Supplied data Block Start

PR #850, opened 2023-03-02
Add sdk version as header in API requests

JoshuaSchmidt-OpenSea:
Sending the SDK version in our requests will make it quicker to diagnose issues which are only seen in the SDK and not the API.

### DIFF
--- a/src/api.ts
+++ b/src/api.ts
@@ -392,7 +392,7 @@ export class OpenSeaAPI {
       ...opts,
       headers: {
         ...(apiKey ? { "X-API-KEY": apiKey } : {}),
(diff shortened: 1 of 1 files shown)


src/api.ts
```diff
@@ -391,6 +392,7 @@ export class OpenSeaAPI {
       ...opts,
       headers: {
         ...(apiKey ? { "X-API-KEY": apiKey } : {}),
+        ...{ "sdk-version": sdkVersion },
```
montasaurus, line 395:
```suggestion
        ...{ "SDK-Version": sdkVersion },
```

Just to match the usual header format

montasaurus (approved):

Supplied data Block End

**What you should do:** Your answer must consist of every line in the listing that contains "export".

**Solved problem:**
@@ -392,7 +392,7 @@ export class OpenSeaAPI {
@@ -391,6 +392,7 @@ export class OpenSeaAPI {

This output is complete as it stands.